The number of civilian casualties caused specifically by suicide IED attacks increased by 46 percent during that time, according to the report.

UNAMA also expressed concerns over a rise in deliberate attacks on civilians, mostly carried out by the Taliban and the local Islamic State affiliate.

Between January 1 and September 30, the mission recorded 2,354 civilian casualties, including 676 deaths, from 93 suicide and other IED attacks that deliberately targeted civilians, an increase of more than two-thirds in the number of civilian casualties and nearly double the number of attacks compared with the same period in 2017.

“Deliberately targeting civilians is a war crime and cannot be tolerated,” said Tadamichi Yamamoto, the U.N. Secretary-General’s Special Representative for Afghanistan.

“The unpredictable nature of these types of attacks has caused Afghans unbearable suffering and forced them to live in fear of the next explosion, severely curtailing their ability to carry out normal lives,” Yamamoto added.

This year, victims of deliberate attacks have included students, sports fans and worshippers at mosques. The country’s Shiite Hazara minority appear to have been targeted specifically.

“It wasn’t like this in the past,” Mira Ali, a Hazara business owner in Kabul, told Stars and Stripes.

Ali’s 29-year-old nephew was killed last month when a suicide bomber attacked a gym in a Hazara neighborhood of the capital.

“Now Daesh is directly targeting us; Afghans are getting killed like sheep here,” Ali said, using an Arabic acronym for Islamic State. “No side cares about it — not the terrorists, not the government forces, not the foreign forces.”

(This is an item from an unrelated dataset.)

PR #1430, opened 2022-07-14
Initial implementation of sourcemap-based jump-to-QL command

dbartol:
This PR implements a "Go to QL Code" command that jumps from RA code in a human-readable log summary to the corresponding QL code that generated it.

Civilian casualties are often seen as a metric for gauging success in the U.S.’s longest war, which entered its 18th year on Sunday.

Other metrics causing concern are the amount of territory held by insurgents and casualties among Afghan forces. According to Pentagon and independent analyses, insurgents hold or contest more territory than at any time since the 2001 U.S. invasion. Last month, the Afghan defense minister announced that August was the deadliest month ever for Afghan forces, with more than 500 soldiers killed.